The request has yet to be acted on.
Also, with the Ironton Port Authority as owners of the Ironton Industrial Park, the volunteer-appointed agency does not have a full time member devoted to the property like The Point has with director Jeremy Clay.
Dickens said that also “could be changing in future months.”
Future of business
All is not lost for the Ironton Industrial Park though.
Mi-De-Con, Inc. recently purchased property on the southern tip of the parcel to use as storage and interest still arrives frequently while the site is being marketed heavily, Dickens said.
The IPA is even in discussions with a major player in commercial real estate development. On August 5, the IPA will meet with officials from Grubb and Ellis to tour the site and discuss its options.

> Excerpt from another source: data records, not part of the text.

PR #104, opened 2022-06-27
CPLP-466 fix handling of inconsistent keycloak data

ntruchsess:
fixing https://jira.catena-x.net/browse/CPLP-466
RoleManager.AssignClientRolesToCentralUserAsync would not throw NotFoundException if roles or clients are not existing in keycloak. All places where this is called by the business-logic were adjusted accordingly. PR also includes some refactoring to repository-pattern as I made sure the methods I had to touch anyway no longer use the PortalDBAccess-class any more.


ntruchsess:
@jjeroch I see your proposal in https://jira.catena-x.net/browse/CPLP-1115 results in code that will cause trouble in the long-run as it tries to deal with both scenarios (single role vs. multiple roles to be assigned) within a single algorithm. Please see my comment in CPLP-1115

src/provisioning/CatenaX.NetworkServices.Provisioning.Library/Extensions/RoleManager.cs
```diff
@@ -8,36 +10,30 @@ private async Task<(string, IEnumerable<Role>)> GetCentralClientIdRolesAsync(str
...
-            if (client == null)
-            {
-                throw new Exception($"failed to retrieve central client {clientName}");
-            }
             switch (count)
             {
                 case 0:
                     return (client.Id, Enumerable.Empty<Role>());
                 case 1:
                     return (client.Id, Enumerable.Repeat<Role>(await _CentralIdp.GetRoleByNameAsync(_Settings.CentralRealm, client.Id, roleNames.Single()).ConfigureAwait(false), 1));
```
ntruchsess, line 18: GetRoleByNameAsync may throw NotFoundException. To guarantee consistent behaviour this must be caught and and (client.id, Enumerable.Empty) must be returned.

src/provisioning/CatenaX.NetworkServices.Provisioning.Library/Extensions/RoleManager.cs
```diff
@@ -8,36 +10,30 @@ private async Task<(string, IEnumerable<Role>)> GetCentralClientIdRolesAsync(str
...
+                    await _CentralIdp.AddClientRoleMappingsToUserAsync(_Settings.CentralRealm, centralUserId, clientId, roles).ConfigureAwait(false);
+                    return roles;
+                    
                 }
-            )).ConfigureAwait(false)).All(x => x))
-            {
-                throw new Exception($"failed to assign client-roles {clientRoleNames} to central user {centralUserId}");
-            }
+            )).ConfigureAwait(false);
+            return results.Select(role => role.FirstOrDefault().Name);
```
ntruchsess, line 36: that does not make a lot of sense to just return the name of the first role that has been assigned successful as the information of the other roles that have been assigned is lost.
If you implement my proposal in line 32 comment result will be (string, IEnumerable<string>)[] which could easily be transformed into a dictionary so we would return the same type as we get as input-parameter (just containing less roles in case some were not assigned).
This way the businesslogic can compare the roles that were passed as input-parameter with the roles that have actually been assigned in a consistent way.
The decision whether to throw any exception or return an ok-result then would be implemented entirely within the business-logic which would be way better maintainable as that logic would be in a single place and the methods that are being called would behave consistently (not throwing NotFoundException in any case)

src/provisioning/CatenaX.NetworkServices.Provisioning.Library/Extensions/RoleManager.cs
```diff
@@ -8,36 +10,30 @@ private async Task<(string, IEnumerable<Role>)> GetCentralClientIdRolesAsync(str
...
-        public async Task AssignClientRolesToCentralUserAsync(string centralUserId, IDictionary<string, IEnumerable<string>> clientRoleNames)
+        public async Task<IEnumerable<string>> AssignClientRolesToCentralUserAsync(string centralUserId, IDictionary<string, IEnumerable<string>> clientRoleNames)
         {
-            if (!(await Task.WhenAll(clientRoleNames.Select(async x =>
+            var results = await Task.WhenAll(clientRoleNames.Select(async x =>
                 {
                     var (client, roleNames) = x;
                     var (clientId, roles) = await GetCentralClientIdRolesAsync(client, roleNames).ConfigureAwait(false);
-                    return await _CentralIdp.AddClientRoleMappingsToUserAsync(_Settings.CentralRealm, centralUserId, clientId, roles).ConfigureAwait(false);
+                    await _CentralIdp.AddClientRoleMappingsToUserAsync(_Settings.CentralRealm, centralUserId, clientId, roles).ConfigureAwait(false);
```
ntruchsess, line 31: if you implement my proposal to return null for the clientId in case the client is not found that would have to be checked here before calling Add ClientRoleMappingsToUserAsync

src/provisioning/CatenaX.NetworkServices.Provisioning.Library/Extensions/RoleManager.cs
```diff
@@ -8,36 +10,30 @@ private async Task<(string, IEnumerable<Role>)> GetCentralClientIdRolesAsync(str
         {
             var count = roleNames.Count();
             var client = await GetCentralClientViewableAsync(clientName).ConfigureAwait(false);
```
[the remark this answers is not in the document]
qxz2mqe: fixed

src/provisioning/CatenaX.NetworkServices.Provisioning.Library/Extensions/RoleManager.cs
qxz2mqe: fixed

src/provisioning/CatenaX.NetworkServices.Provisioning.Library/Extensions/RoleManager.cs
```diff
@@ -8,36 +10,30 @@ private async Task<(string, IEnumerable<Role>)> GetCentralClientIdRolesAsync(str
...
+        public async Task<IEnumerable<string>> AssignClientRolesToCentralUserAsync(string centralUserId, IDictionary<string, IEnumerable<string>> clientRoleNames)
         {
-            if (!(await Task.WhenAll(clientRoleNames.Select(async x =>
+            var results = await Task.WhenAll(clientRoleNames.Select(async x =>
                 {
                     var (client, roleNames) = x;
                     var (clientId, roles) = await GetCentralClientIdRolesAsync(client, roleNames).ConfigureAwait(false);
-                    return await _CentralIdp.AddClientRoleMappingsToUserAsync(_Settings.CentralRealm, centralUserId, clientId, roles).ConfigureAwait(false);
+                    await _CentralIdp.AddClientRoleMappingsToUserAsync(_Settings.CentralRealm, centralUserId, clientId, roles).ConfigureAwait(false);
+                    return roles;
```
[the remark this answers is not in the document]
qxz2mqe: fixed

src/provisioning/CatenaX.NetworkServices.Provisioning.Library/Extensions/RoleManager.cs
qxz2mqe: fixed

src/provisioning/CatenaX.NetworkServices.Provisioning.Library/Extensions/RoleManager.cs
qxz2mqe: fixed

src/provisioning/CatenaX.NetworkServices.Provisioning.Library/Extensions/RoleManager.cs
```diff
@@ -7,37 +10,54 @@ public partial class ProvisioningManager
         private async Task<(string, IEnumerable<Role>)> GetCentralClientIdRolesAsync(string clientName, IEnumerable<string> roleNames)
         {
             var count = roleNames.Count();
-            var client = await GetCentralClientViewableAsync(clientName).ConfigureAwait(false);
-            if (client == null)
+            Client client = null;
```
ntruchsess, line 13: that must be declared as nullable:
`Client? client = null;`

src/provisioning/CatenaX.NetworkServices.Provisioning.Library/Extensions/RoleManager.cs
ntruchsess: - I cannot see where `clientId == null` is being checked? AddClientRoleMappingsToUserAsync will throw Object is null reference exception when passing null als clientId
- the return-value of AddClientRoleMappingsToUserAsync must be taken into account as whenever role-assignements fail for other reasons those roles must not be included in the list of successful assigned roles

src/provisioning/CatenaX.NetworkServices.Provisioning.Library/Extensions/RoleManager.cs
```diff
@@ -7,37 +10,54 @@ public partial class ProvisioningManager
...
+                        return (null, Enumerable.Empty<Role>());
                     }
+                    return (client.Id, Enumerable.Empty<Role>());
+                }
             }
+            return (null, Enumerable.Empty<Role>());
         }
 
-        public async Task AssignClientRolesToCentralUserAsync(string centralUserId, IDictionary<string, IEnumerable<string>> clientRoleNames)
+        public async Task<IDictionary<string, IEnumerable<string>>[]> AssignClientRolesToCentralUserAsync(string centralUserId, IDictionary<string, IEnumerable<string>> clientRoleNames)
```
ntruchsess, line 44: what ist the Array good for? Return-type should be Task<IDictionary<string, IEnumerable<string>>>

src/provisioning/CatenaX.NetworkServices.Provisioning.Library/Extensions/RoleManager.cs
```diff
@@ -7,37 +10,54 @@ public partial class ProvisioningManager
...
                     var (clientId, roles) = await GetCentralClientIdRolesAsync(client, roleNames).ConfigureAwait(false);
-                    return await _CentralIdp.AddClientRoleMappingsToUserAsync(_Settings.CentralRealm, centralUserId, clientId, roles).ConfigureAwait(false);
+                    await _CentralIdp.AddClientRoleMappingsToUserAsync(_Settings.CentralRealm, centralUserId, clientId, roles).ConfigureAwait(false);
+                    IEnumerable<string> rolesList = roleNames.Except(roles.Select(role => role.Name));
+                    return  (client:client, rolesList:rolesList);
+                    
                 }
-            )).ConfigureAwait(false)).All(x => x))
+            )).ConfigureAwait(false);
+            var assignedClientRoles = new Dictionary<string, IEnumerable<string>>[]
```
ntruchsess, line 56: what ist the Array good for? It will always contain a single element, there cannot be more.

src/provisioning/CatenaX.NetworkServices.Provisioning.Library/Extensions/RoleManager.cs
```diff
@@ -7,37 +10,54 @@ public partial class ProvisioningManager
...
+                    return  (client:client, rolesList:rolesList);
+                    
                 }
-            )).ConfigureAwait(false)).All(x => x))
+            )).ConfigureAwait(false);
+            var assignedClientRoles = new Dictionary<string, IEnumerable<string>>[] 
             {
-                throw new Exception($"failed to assign client-roles {clientRoleNames} to central user {centralUserId}");
-            }
+              clientRoles.ToDictionary(clientRole => clientRole.client, clientRole => clientRole.rolesList)
```
ntruchsess, line 58: you need to exclude the items where clientId is null:
`return clientRoles.Where(clientRole => clientRole.client != null).ToDictionary(clientRole => clientRole.client, clientRole => clientRole.rolesList);`

src/administration/CatenaX.NetworkServices.Administration.Service/BusinessLogic/UserBusinessLogic.cs
```diff
@@ -511,24 +511,19 @@ public async Task<string> AddUserRoleAsync(Guid appId, UserRoleInfo userRoleInfo
...
-
-                try
+                var roleList = await _provisioningManager.AssignClientRolesToCentralUserAsync(companyUser.TargetIamUserId, clientRoleNames).ConfigureAwait(false);
+                isApiCallSuccess = true;
+                foreach (Dictionary<string, IEnumerable<string>> kvp in roleList)
                 {
-                    var roleList = await _provisioningManager.AssignClientRolesToCentralUserAsync(companyUser.TargetIamUserId, clientRoleNames).ConfigureAwait(false);
-                    isApiCallSuccess = true;
-                    foreach (var item in roles)
+                    KeyValuePair<string, IEnumerable<string>> outputRole = kvp.ElementAt(0);
```
ntruchsess, line 518: - use 'Single()' instead of 'ElementAt(0)'. That is explicitly saying that exactly one client is expected in the result of AssignClientRolesToCentralUserAsync and having more than a single client in the dictionary here is not expected. That is important as the method eventually will be changed to accept multiple clients and if this is not being adjusted accordingly it shall not ignore this silently.
- a KeyValuePair can be directly deconstructed to get reasonable named variables instead of the generic ones.
```
var (client, outputRoles) = roleList[0].Single();
```

src/administration/CatenaX.NetworkServices.Administration.Service/BusinessLogic/UserBusinessLogic.cs
```diff
@@ -511,24 +511,19 @@ public async Task<string> AddUserRoleAsync(Guid appId, UserRoleInfo userRoleInfo
...
+                    if (outputRole.Value.Any())
                     {
-                        if (!roleList.Contains(item))
-                        {
-                            message.Append($"Warning- {item} failed to get assigned. Please contact the service team.");
-                        }
+                        isApiCallSuccess = false;
+                        var outputRoles = outputRole.Value.Select(x => x);
```
ntruchsess, line 522: this line is a no-op and redundant. outputRoles will have the same elements as outputRole.Value. If you use KeyValuePair-deconstruction as pointed out in my previous comment you can get the named var by direct assignment.

src/administration/CatenaX.NetworkServices.Administration.Service/BusinessLogic/UserBusinessLogic.cs
```diff
@@ -511,24 +511,19 @@ public async Task<string> AddUserRoleAsync(Guid appId, UserRoleInfo userRoleInfo
...
+                        var roleName = string.Join(" ", outputRoles.ToArray());
```
ntruchsess, line 523: ToArray() is redundant as String.Join accepts IEnumerable as parameter-type

src/administration/CatenaX.NetworkServices.Administration.Service/BusinessLogic/UserBusinessLogic.cs
```diff
@@ -511,24 +511,19 @@ public async Task<string> AddUserRoleAsync(Guid appId, UserRoleInfo userRoleInfo
             bool isApiCallSuccess = false;
             if (roles.Count() > 0)
             {
-
-                try
+                var roleList = await _provisioningManager.AssignClientRolesToCentralUserAsync(companyUser.TargetIamUserId, clientRoleNames).ConfigureAwait(false);
```
ntruchsess, line 514: be aware thare are 6 more references to AssignClientRolesToCentralUserAsync that need to be checked and adjusted accordingly. (catch of NotFoundException must be changed to explicit check of result)

src/provisioning/CatenaX.NetworkServices.Provisioning.Library/Extensions/RoleManager.cs
```diff
@@ -7,37 +10,54 @@ public partial class ProvisioningManager
...
                     return (client.Id, Enumerable.Empty<Role>());
                 case 1:
                     return (client.Id, Enumerable.Repeat<Role>(await _CentralIdp.GetRoleByNameAsync(_Settings.CentralRealm, client.Id, roleNames.Single()).ConfigureAwait(false), 1));
                 default:
+                     roles = (await _CentralIdp.GetRolesAsync(_Settings.CentralRealm, client.Id).ConfigureAwait(false)).Where(x => roleNames.Contains(x.Name));
+                     return (client.Id, roles);
+            }
+            
+            }
+            catch(Exception ex)
```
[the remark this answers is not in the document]
qxz2mqe: fixed

src/provisioning/CatenaX.NetworkServices.Provisioning.Library/Extensions/RoleManager.cs
qxz2mqe: fixed

src/provisioning/CatenaX.NetworkServices.Provisioning.Library/Extensions/RoleManager.cs
```diff
@@ -7,37 +10,54 @@ public partial class ProvisioningManager
         private async Task<(string, IEnumerable<Role>)> GetCentralClientIdRolesAsync(string clientName, IEnumerable<string> roleNames)
```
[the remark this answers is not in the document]
qxz2mqe: fixed

src/provisioning/CatenaX.NetworkServices.Provisioning.Library/Extensions/RoleManager.cs
qxz2mqe: fixed

src/provisioning/CatenaX.NetworkServices.Provisioning.Library/Extensions/RoleManager.cs
qxz2mqe: fixed

src/administration/CatenaX.NetworkServices.Administration.Service/BusinessLogic/UserBusinessLogic.cs
qxz2mqe: fixed

src/administration/CatenaX.NetworkServices.Administration.Service/BusinessLogic/UserBusinessLogic.cs
qxz2mqe: fixed

src/administration/CatenaX.NetworkServices.Administration.Service/BusinessLogic/UserBusinessLogic.cs
qxz2mqe: fixed

qxz2mqe (approved):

“The word is out there,” Dickens said. “The property is well engineered and is well suitable for construction.”
While not having Commerce Drive fully completed or not having sewer or utilities in many parts of the industrial park continues to be a hindrance without the block grant funds needed for construction, Dickens believes Ironton will find the right client or clients for the property.
“This property is very easy to develop,” Dickens said. “We have looked and continue to look at everything we can think of.”